We feel even more out of control. 

Noticing a pattern yet?

Healing and personal growth isn’t about acquiring tools and skills and concepts that will set you free so that you’ll wake up tomorrow and stop repeating the same shit over and over again. 

Healing and personal growth is about you. It’s about knowing who you are and how you show up in the world. It’s about figuring out what you want. It’s about how powerful you already are. It’s about understanding how you think, what you believe, and how that impacts your perspective of reality. It’s about understanding how you react when you’re triggered, and where you do or don’t have boundaries and what boundaries actually are, because they’re not what you think they are. It’s about starting a relationship with yourself. Your intuition. Your desire. Your soul. The god that exists in each of you.
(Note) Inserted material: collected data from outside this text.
PR #762, opened 2021-12-03
Caching of offloaded objects

eapolinario:
# TL;DR
flytekit portion of proposal described in https://github.com/flyteorg/flyte/pull/1893

## Type
 - [ ] Bug Fix
 - [x] Feature
 - [ ] Plugin

## Are all requirements met?

 - [ ] Code completed
 - [x] Smoke tested
 - [x] Unit tests added

## Complete description
We define a new field in Type Transformers that indicate if hashes are overridable. Such hashes are produced for annotated objects returned by tasks.

In case they are set in a literal, hashes are taken into consideration during cache key calculation and we do that by using them as opposed to a string representation of the literal. 

As part of this feature we revamped the calculation of the cache key to contemplate the entire literal (to cover the cases of collections and maps). It also brings the calculation of the cache key more inline with what happens in [flytepropeller](https://github.com/flyteorg/flytepropeller/blob/master/pkg/controller/nodes/task/catalog/datacatalog/transformer.go#L105).
 

## Tracking Issue
https://github.com/flyteorg/flyte/issues/1581

## Follow-up issue
_NA_


flytekit/models/literals.py
```diff
@@ -794,4 +798,9 @@ def from_flyte_idl(cls, pb2_object):
             scalar=Scalar.from_flyte_idl(pb2_object.scalar) if pb2_object.HasField("scalar") else None,
             collection=collection,
             map=LiteralMap.from_flyte_idl(pb2_object.map) if pb2_object.HasField("map") else None,
+            # TODO: explain that string always have a value set in protobufs, which means
```
wild-endeavor, line 801: why is this a todo?  you just want to add more text to the comment?  or document it in flyte cookbook or something?

wild-endeavor: you can explain with this example:
```
def test_jcdskl():
    from flyteidl.core.literals_pb2 import KeyValuePair
    from io import BytesIO

    k1 = KeyValuePair(key="fjdksl", value=None)
    bytIO = BytesIO()
    bytIO.write(k1.SerializeToString())

    print(bytIO.getvalue())
    bytIO.seek(0)

    k2 = KeyValuePair()
    k2.ParseFromString(bytIO.getvalue())
    print(k2)
    assert k2.value == ""
```

flytekit/core/type_engine.py
```diff
@@ -487,7 +504,25 @@ def to_literal(cls, ctx: FlyteContext, python_val: typing.Any, python_type: Type
         transformer = cls.get_transformer(python_type)
         if transformer.type_assertions_enabled:
             transformer.assert_type(python_type, python_val)
+
+        # In case the value is an annotated type we inspect the annotations and look for hash-related annotations.
+        hash = None
+        if transformer.hash_overridable and get_origin(python_type) is Annotated:
```
wild-endeavor, line 510: get_origin works in all 3.7-3.10?

flytekit/core/type_engine.py
```diff
@@ -487,7 +504,25 @@ def to_literal(cls, ctx: FlyteContext, python_val: typing.Any, python_type: Type
...
+            # 2. The annotated type is being used for a different purpose other than calculating hash values, in which case
+            #    we should just continue.
+            for annotation in get_args(python_type)[1:]:
+                if not isinstance(annotation, HashMethod):
+                    continue
+                hash = annotation.calculate(python_val)
+                break
+
         lv = transformer.to_literal(ctx, python_val, python_type, expected)
+        # TODO: should we worry about empty string?
```
wild-endeavor, line 523: no

wild-endeavor (commented):
https://github.com/flyteorg/flyteidl/pull/237/files#diff-e9c7f9528aac9670ee8251a31dd27a04b07bd1afbb195f053ad0182e39eb2119R80 why is this a todo?  should we just add some comments now?

flytekit/models/literals.py
```diff
@@ -737,6 +739,7 @@ def __init__(self, scalar: Scalar = None, collection: LiteralCollection = None,
         self._scalar = scalar
         self._collection = collection
         self._map = map
+        self.hash = hash
```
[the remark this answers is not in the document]
eapolinario: sure thing. I'll keep the pattern, it's useful.

flytekit/core/type_engine.py
eapolinario: yes, it goes even further, it's 3.6 and newer.

flytekit/models/literals.py
eapolinario: This was a note to self as I was debating if there was any value in having wrapping the value of hash in another type (as opposed to a string). The original problem was the impossibility of differentiating between `None` and empty string, which is a quirk of how strings work in protobufs. 

We could use https://github.com/envoyproxy/protoc-gen-validate#protoc-gen-validate-pgv to handle the case of empty strings (by setting `min_bytes`), but definitely not in this PR.

eapolinario:
> https://github.com/flyteorg/flyteidl/pull/237/files#diff-e9c7f9528aac9670ee8251a31dd27a04b07bd1afbb195f053ad0182e39eb2119R80 why is this a todo? should we just add some comments now?

yes, I'm going to update that PR to include a proper description of what the hash is and how to use it.

tests/flytekit/unit/core/test_local_cache.py
```diff
@@ -252,6 +255,136 @@ def my_wf(a: int, b: str) -> (int, str):
...
+    assert n_cached_task_calls == 0
+    my_workflow()
+    assert n_cached_task_calls == 1
+
+    # Confirm that we see a cache hit in the case of annotated dataframes.
+    my_workflow()
+    assert n_cached_task_calls == 1
+
+
 """
```
eapolinario, line 388: why is this docstring here? Can we remove it, @pingsutw , @wild-endeavor ?

pingsutw: It should not be here, we can remove it.

wild-endeavor (approved):

wild-endeavor (dismissed):

wild-endeavor (approved):

PR #763, opened 2021-12-03
Union Types

maximsmol:
## Type
 - [ ] Bug Fix
 - [X] Feature
 - [ ] Plugin

## Are all requirements met?

 - [ ] Code completed
 - [ ] Smoke tested
 - [ ] Unit tests added

## Complete description
https://github.com/maximsmol/flyte/blob/master/rfc/core%20language/sum-types.md

## Tracking Issue
[flyteorg/flyte#1349](https://github.com/flyteorg/flyte/issues/1349)

## Follow-up issue
_NA_


.github/workflows/pythonbuild.yml
```diff
@@ -36,6 +36,7 @@ jobs:
       run: |
         python -m pip install --upgrade pip==21.2.4 setuptools wheel
         make setup${{ matrix.spark-version-suffix }}
+        git clone https://github.com/flyteorg/flyteidl.git && cd flyteidl && git checkout union_type && pip install . && cd ..
```
pingsutw, line 39:
```suggestion
        git clone https://github.com/maximsmol/flyteidl.git && cd flyteidl && git checkout union_type && pip install . && cd ..
```

flytekit/core/type_engine.py
```diff
@@ -604,47 +604,50 @@ class UnionTransformer(TypeTransformer[T]):
...
         raise TypeError(f"Cannot convert from {python_val} to {python_type}")
 
     def to_python_value(self, ctx: FlyteContext, lv: Literal, expected_python_type: Type[T]) -> Optional[typing.Any]:
-        if lv is None:
-            return None
-        st = self.get_sub_type(expected_python_type)
-        for v in st:
+        for x in typing.get_args(expected_python_type):
+            if x is type(None):
+                if lv is None: # todo(maximsmol): why would this ever be None and not Void?
```
pingsutw, line 629: Because the `None` transformer didn't convert the `None` value to Literal(Void). https://github.com/flyteorg/flytekit/blob/742f40eb718777887043db3842b076b7f87a8427/flytekit/core/type_engine.py#L946
I think we should update that transformer.

maximsmol: agreed, will update

flytekit/core/type_engine.py
```diff
@@ -595,6 +617,99 @@ def guess_python_type(self, literal_type: LiteralType) -> Type[list]:
...
+            except TypeTransformerFailedError as e:
+                logger.debug(f"Failed to convert from {python_val} to {t}", e)
+                continue
+
+        if found_res:
+            return Literal(scalar=Scalar(union=Union(value=res, stored_type=res_type)))
+
+        raise TypeTransformerFailedError(f"Cannot convert from {python_val} to {python_type}")
+
+    def to_python_value(self, ctx: FlyteContext, lv: Literal, expected_python_type: Type[T]) -> Optional[typing.Any]:
```
wild-endeavor, line 664: Sorry got kinda confused reading this code.  We're going to go with the changes in [gist](https://gist.github.com/EngHabu/8c7534ab218c5f40393c45decd994340) right?  If so, can't we just extract the literal type in the union, and then match it to exactly one literal type inside the Union?  Why do we need to fetch the transformer and then inspect the tag?  What if we have one transformer that handles both `int` and `MyInt` (which are distinct LiteralType's because of the new structure field)?

tests/flytekit/unit/core/test_type_hints.py
```diff
@@ -1427,3 +1431,177 @@ def foo3(a: typing.Dict) -> typing.Dict:
...
+
+    @workflow
+    def wf(a: int) -> typing.Union[int, str]:
+        return t1(a=a)
+
+    assert wf(a=2) == 2
+    assert wf(a=-10) == "-10"
+
+
+def test_union_type_ambiguity_checking():
```
wild-endeavor, line 1529: Don't entirely understand the last two tests here... not quite sure why one is ambiguous and the other is not?  Following the changes in the gist, `int` and `MyInt` are distinct Literal Types right?

flytekit/core/type_engine.py
```diff
@@ -595,6 +617,99 @@ def guess_python_type(self, literal_type: LiteralType) -> Type[list]:
...
+        res_tag = None
+        for v in typing.get_args(expected_python_type):
+            try:
+                trans = TypeEngine.get_transformer(v)
+                if union_tag is not None:
+                    if trans.name != union_tag:
+                        continue
+
+                    assert lv.scalar is not None # type checker
+                    assert lv.scalar.union is not None # type checker
```
eapolinario, line 682: Assertions can be [turned off](https://docs.python.org/3/reference/simple_stmts.html#the-assert-statement).

flytekit/core/type_engine.py
```diff
@@ -595,6 +617,99 @@ def guess_python_type(self, literal_type: LiteralType) -> Type[list]:
             return typing.List[ct]
         raise ValueError(f"List transformer cannot reverse {literal_type}")
 
+def _add_tag_to_type(x: LiteralType, tag: str) -> LiteralType:
+    x._structure = TypeStructure(tag=tag)
+    return x
+
+class UnionTransformer(TypeTransformer[T]):
+    """
+    Transformer that handles a univariate typing.Union[T]
```
eapolinario, line 626: Update comment.

flytekit/core/type_engine.py
```diff
@@ -595,6 +617,99 @@ def guess_python_type(self, literal_type: LiteralType) -> Type[list]:
...
+                    found_res = True
+                else:
+                    res = trans.to_python_value(ctx, lv, v)
+                    if found_res:
+                        raise TypeError(
+                            "Ambiguous choice of variant for union type. " +
+                            f"Both {res_tag} and {trans.name} transformers match")
+                    res_tag = trans.name
+                    found_res = True
+            except TypeTransformerFailedError as e: # todo(maximsmol): separate programmer errors from type conversion failures
```
eapolinario, line 699: Can you expand a bit on this todo?

eapolinario (commented):
First of all, thanks for working on this. We've come a long way in our understanding of sum types and how they can be implemented in a language like python. This PR is taking most of the way there as discussed in the RFCs<sup>1,</sup><sup>2</sup> and also the [gist](https://gist.github.com/EngHabu/8c7534ab218c5f40393c45decd994340).

A few overall comments:
- The idea of having a custom exception, i.e.`TypeTransfomerFailedError`, to denote type-transformer-specific errors is nice (and in this case necessary since we need to handle that specific class of errors in the Union transformer). 
- we need a few more unit tests, for example, around how the order of the types in a union declaration does not matter.

<sup>1,</sup> https://github.com/maximsmol/flyte/blob/master/rfc/core%20language/sum-types.md
<sup>2</sup> https://github.com/flyteorg/flyte/pull/1926

flytekit/core/type_engine.py
maximsmol: This was before `TypeTransformerFailedError` was implemented

flytekit/core/type_engine.py
maximsmol: These assertions are already provably true since `union_tag` is not None iff `lv.scalar` and `lv.scalar.union` are not None

The type checker cannot make this inference so these are here to silence the warnings

tests/flytekit/unit/core/test_type_engine.py
```diff
@@ -712,6 +717,220 @@ def test_enum_type():
...
+        LiteralType(
+            collection_type=LiteralType(simple=SimpleType.INTEGER, structure=TypeStructure(tag="int")),
+            structure=TypeStructure(tag="Typed List")
+        ),
+        LiteralType(
+            collection_type=LiteralType(simple=SimpleType.STRING, structure=TypeStructure(tag="str")),
+            structure=TypeStructure(tag="Typed List")
+        ),
+    ]
+    assert not union_type_tags_unique(lt) # tags are deliberately NOT unique
```
eapolinario, line 903: the tags are not unique, but the literal types are, correct?

tests/flytekit/unit/core/test_type_engine.py
```diff
@@ -712,6 +717,220 @@ def test_enum_type():
     with pytest.raises(AssertionError):
         TypeEngine.to_literal_type(UnsupportedEnumValues)
 
+def union_type_tags_unique(t: LiteralType):
```
eapolinario, line 720: Can you also add a few unit tests where annotated types are present? Including `Annotated[Union[A, B, C], ...]` and `Union[Annotated[A, ...], B, Annotated[C, ...], ...]`.

flytekit/types/schema/types.py
```diff
@@ -368,14 +368,20 @@ def to_literal(
             local_path=ctx.file_access.get_random_local_directory(),
             remote_path=ctx.file_access.get_random_remote_directory(),
         )
+        try:
+            h = SchemaEngine.get_handler(type(python_val))
+        except ValueError as e:
+            raise TypeTransformerFailedError(f"Could not convert {type(python_val)} to flyte schema") from e
```
eapolinario, line 374: nice catch moving this up.

flytekit/models/literals.py
```diff
@@ -548,6 +549,45 @@ def from_flyte_idl(cls, pb2_object):
...
+
+    @property
+    def value(self):
+        """
+        :rtype: flytekit.models.literals.Literal
+        """
+        return self._value
+
+    @property
+    def stored_type(self):
```
eapolinario, line 571: what do you think of renaming this property to `literal_type`?

flytekit/core/type_engine.py
```diff
@@ -1119,13 +1256,15 @@ def _register_default_type_transformers():
...
-            None,
+            type(None),
             _type_models.LiteralType(simple=_type_models.SimpleType.NONE),
-            lambda x: None,
-            lambda x: None,
-        )
+            lambda x: Literal(scalar=Scalar(none_type=Void())),
+            lambda x: _check_and_convert_void(x)
+        ),
+        [None],
```
eapolinario, line 1264: Can we add a few unit tests to cover this change? I'm particularly interested in demonstrating that the old way of specifying void literals will also be handled correctly (i.e. users will be able to update flytekit independently from flytepropeller).

eapolinario (commented):
Overall this is shaping up to be an amazing change. I left some comments where I deemed appropriate. We need a few more things besides the comments for the next iteration:
1. a change to install the correct version of `flyteidl` before running tests in CI. https://github.com/flyteorg/flytekit/pull/763/commits/21163c914eb4068869b865035e72091604cb8302 was a previous attempt at this. Please see https://github.com/flyteorg/flytekit/pull/762/commits/09e736d8847c4e447ae42cf0e2c5292f2c9f8fb9 for a simpler way.
2.  Can you add a high-level description of the change? Mention the union transformer, the change to the void transformer and the inclusion of a new type-transformer-specific exception (and why we need it, i.e. the need to handle specific type transformer exceptions in the union type transformer).
3. A couple of unit tests to demonstrate that the order in which variants are defined does not influence the results coming from the union transformer. 

Thanks for pushing through with this, @maximsmol !

flytekit/models/literals.py
maximsmol: given that `Union` is itself a `LiteralType` I think the current name makes more sense

flytekit/core/type_engine.py
```diff
@@ -793,6 +826,98 @@ def guess_python_type(self, literal_type: LiteralType) -> Type[list]:
...
+
+        found_res = False
+        res = None
+        res_tag = None
+        for v in _get_args(expected_python_type):
+            try:
+                trans = TypeEngine.get_transformer(v)
+                if union_tag is not None:
+                    if trans.name != union_tag:
+                        continue
```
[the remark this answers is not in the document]
maximsmol: some notes, for the record:

a value of type `List[int]` should be assignable to a value of type `Union[List[Union[int, str]], List[bool]]` since the types `List[int]` and `List[Union[int, str]]` are compatible
this means that the stored type of the literal does not necessarily match either of the union variants 1-for-1

instead the types must be "castable" (see `AreTypesCastable` from propeller) or, really, the `Literal` must be compatible with the type transformer for the target type

the only way to check whether a type transformer accepts a `Literal` is to try running it and look for exceptions (generic exception previously, `TypeTransformerFailedError` in this PR). this is exactly what the current implementation does

I wil implement `AreTypesCastable` in flytekit and rely on it instead. note that this introduces a discrepancy between whether a type transformer is supposed to succeed and whether it actually succeeds, but I think it's fine because I cannot come up with a counter-example. my reasoning relies on the failure of a type transformer that matches the literal type being non-fatal i.e. causing a `continue` instead of an exception in the union type transformer loop

the main dangerous interaction here is that the `LiteralType` -> `TypeTransformer` mapping is non-injective. what saves us, however, is that the Python Type -> `TypeTransformer` mapping *is* injective and, as a consequence, the `[TypeEngine.to](http://TypeEngine.to)_literal_type(x: Type)` function is also injective. if it was not injective, comparing `LiteralType`s would be impossible because we would not have enough information to get the actual expected `LiteralType`

tests/flytekit/unit/core/test_type_engine.py
```diff
@@ -367,7 +371,23 @@ def test_guessing_basic():
...
+    pt = TypeEngine.guess_python_type(lt)
+    assert pt is FlytePickle
+
+    lt = model_types.LiteralType(
+        blob=BlobType(
+            format=FlytePickleTransformer.PYTHON_PICKLE_FORMAT, dimensionality=BlobType.BlobDimensionality.SINGLE
+        )
+    )
+    pt = TypeEngine.guess_python_type(lt)
+    assert pt is FlytePickle
```
eapolinario, line 390: these are duplicate of lines 376-382, no?

tests/flytekit/unit/core/test_type_hints.py
eapolinario: @wild-endeavor , in `test_union_type_ambiguity_checking` we don't have enough type information in the incoming literal (i.e. the `int` that's passed to `t1`), whereas in `test_union_type_ambiguity_resolution` `t1` takes a `Union[int, MyInt]`, but notice how that comes from the result of `t2`, which will produce a literal that contains the necessary type information to disambiguate.

eapolinario (commented):
Amazing stuff. Just a few questions and a couple of nits.

Can you merge master? We recently disabled integration tests, which greatly sped up CI tests.

flytekit/core/type_engine.py
```diff
@@ -147,18 +157,36 @@ def __init__(
...
     ):
         super().__init__(name, t)
+        self._type = t
         self._lt = lt
         self._to_literal_transformer = to_literal_transformer
         self._from_literal_transformer = from_literal_transformer
 
     def get_literal_type(self, t: Type[T] = None) -> LiteralType:
-        return self._lt
+        return LiteralType.from_flyte_idl(self._lt.to_flyte_idl())
```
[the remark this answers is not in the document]
maximsmol: it should either be here or the `TypeTransformer` for `Union` must copy all the types before adding the `_structure` field. For most other transformers this is not an issue because they construct a new `LiteralType` instance on each invocation, but these ones reuse the same instance so modifying it poisons all future invocations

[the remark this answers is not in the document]
eapolinario: got it. Let's leave it here.

eapolinario (approved):

wild-endeavor:
thank you @maximsmol! 🙏💪🖖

This is our path. Our path is to get conditioned, to be initiated into humanism, over and over and over again so that once that pattern repeats itself enough times we then have a compelling enough reason to do the work to discover the divinity that is in us. That’s always been in us. 

Humans learn and transform experientially. To attempt change outside human connection perpetuates the very things that had us go to the self help books to begin with. We are trying to master a skill in order to keep up with appearances. It’s like a get rich quick scheme for the mind. This is why we are all here. Together. 

There is no such thing as a get rich quick scheme. Get rich quick schemes don’t work. You can’t transform without doing the work in connection with other people just like you can’t cure cancer by eliminating the symptoms in your garage with a joint. 

Doing the work is not about being like anyone else. Doing the work is about knowing yourself wholly. It’s about being willing and being vulnerable. It’s understanding where right and wrong and bad and good are words that are no longer serving you, so that you can finally be yourself

The mind is a deep and mysterious place that we have only just begun to understand. But what I know is that the only way out is through. Through the darkness. Through the messy. Through the anger and the insanity. Through the grief. Through it all in connection with other people who have been there before. Who know what that sort of work takes because they’ve done it. People who can hold space and reflect your brilliance back to you, even when that brilliance is a sobbing pile of shit laying in the fetal position in a bed, paralysed by the truth you are finally, finally ready to hear. 

Because those moments matter way more than the ones where we go out into the world and we pretend we are happy when we know we aren’t. They matter more than trying to follow the rules of a book or saying the right thing verbatim to get a desired result or trying to live someone else’s life out of fear of living our own life. Our own unique life that we each came here to live. Because those moments are your truth. Anger, grief, sadness, paralysis, darkness. Not only are those all a part of you, it’s where all of your brilliance lies. That’s where you find true joy. That's where you find yourself.